オビトの身代わりでもいい。代わりになれるなら、文句なんか言わない。
カカシの傍で、カカシの為に居てやれる存在になりたかった。
ぺろりとカカシの頬を舐める。
慰めるように。本当は自分こそが慰めて貰いたかったのだけれど。
「ありがと…、猫」
朝の光でイルカが目を覚ましたのは、カカシが出掛けてすぐのことだった。もそりと布団から這い出そうとして、自分の手にぎょっとする。
手!手だ、人間の手!!…肉球じゃないっ!!
がばっと布団から飛び起きてイルカは洗面所に向かった。
「鏡!鏡を…っ!」
そこに写った顔はまさしくかつての人間の、イルカの顔だった。
なんで…どうして…?
元に戻った理由も何も分らずに、ただイルカは鏡に見入った。カカシが戻ってきて、洗面所でイルカの姿を見つけるまで、ずっと動けずにいた。
「…アンタ、誰?ここで何してんの?」
びくっと背中が震えた。
カカシの声に恐る恐るといった風に振り返る。洗面所で固まったように動かなかった子供は、まるで見覚えはない。一体どこから入り込んだのやら。
黙ったままの子供に、カカシはもう一度質問を投げかける。
「ねえ、どっから来たの?名前は?」
「…イ、イルカ…」
子供らしい、すこし甲高い声だ。どう見ても10か11くらいだろう。一体何の目的でこの家に来たのか。

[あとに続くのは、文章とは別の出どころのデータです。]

PR #592, opened 2020-07-09
Color_clustering_alhorithm

SethPolydore:
contains the scripts for the functionsto automatically segment images by color.  There are two scripts: color_cluster_train (in the learn subpackage) which trains the model that does the segmentation and color_cluster_segmentation which does the actual segmenting.

**Purpose**
Adds new functionalities.


nfahlgren:
Hi @SethPolydore, I suggest refactoring the line causing the error in the `tests.py` file to:

```python
spmask = pcv.color_clustering_segmentation(img=img, project_name=os.path.join(TEST_DATA, "temp_testing_multi"))
```

`os.path.join` will use the appropriate OS-specific file path separators.

HaleySchuhl:
Archiving

PR #593, opened 2020-07-14
Sort width and height to normalize ratio

nfahlgren:
**Describe your changes**
Differences in output from `cv2.minAreaRect` in OpenCV < 3.4.10 and 3.4.10 order width and height differently. We use the ratio of width / height to find contours that are square-ish in `pcv.transform.find_color_card`. To normalize the ratio, this pull request updates `find_color_card` to sort the width and height values and take the ratio of the longest / shortest. Since we do not use the orientation of the bounding rectangle in this function, this meets our purpose of determining which boxes are approximately square.

**Type of update**
Is this a: Bug fix - it will allow us to pass tests with OpenCV >= 3.4, including 3.4.10.


nfahlgren:
@HaleySchuhl, could you take a look at this when you get a chance? I think you had some other ideas about how to get around the issue, feel free to propose alternatives!

nfahlgren:
Haha, sounds good!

「ふうん、イルカね。じゃ、もう一つの質問にも答えて。何してたのさ」
「…鏡、見てた。俺、信じられなくて…」
「は?何言ってんの。信じらんないって何が?」
イルカは何か決心したような顔つきでカカシに向き直った。
「俺、アンタに拾われた猫だったんだ。でも元々は人間で、なんでか猫になってただけ。随分と長い間…。それが急に人間に戻ったから吃驚して鏡のあるここに来てたわけ。信じてくれる?」
勿論カカシが信じるはずもなかった。
「そんな戯れ言信じるわけないでショ。そう言えば猫はどこに…?アンタ、猫を何処にやったんだよ」
「だから、俺が猫だったの!人間に戻ったからもう猫は居ないんだよ」
このままではラチがあかないと思ったのか、カカシがイルカの腕を取って引っ張った。とりあえず火影様のところに連れて行こうと思ったのだ。まだほんの子供だけれど、この子はきっとアカデミーの生徒に違いない。
「やだ!どこに連れて行くんだよ!俺はアンタと一緒にいたいんだ。ねえ、引っ張らないでよ!ここに置いて、頼むよ!!」
嫌がって暴れる子供を引きずるようにして外に出す。
「あ〜、もうウルサイよ。いい加減にしな。俺はガキの面倒を見る趣味はないんだよ。とにかく火影様のトコにはいってもら〜うよ」
「やだ!やだってば、カカシ!」
自分の名前を叫ぶ子供を、まじまじと見下ろす。なんで名前を知ってるんだ、このガキ。
元々人付き合いの悪い上に、オビトを亡くして暗部に転属されて以来、すっかり他人と関わるのを止めてしまった。アスマとでさえ2年近く会わなかったのだ。
なのに、何故この子供はカカシの名前を知っているのか。
「お前、イルカって言ったっけ…。何で俺の名前を知っている…?」
「だってアンタが自分で言ったんじゃないか。俺に…。カカシだって、宜しくって」
こんどこそカカシはまともにイルカと対峙する気になった。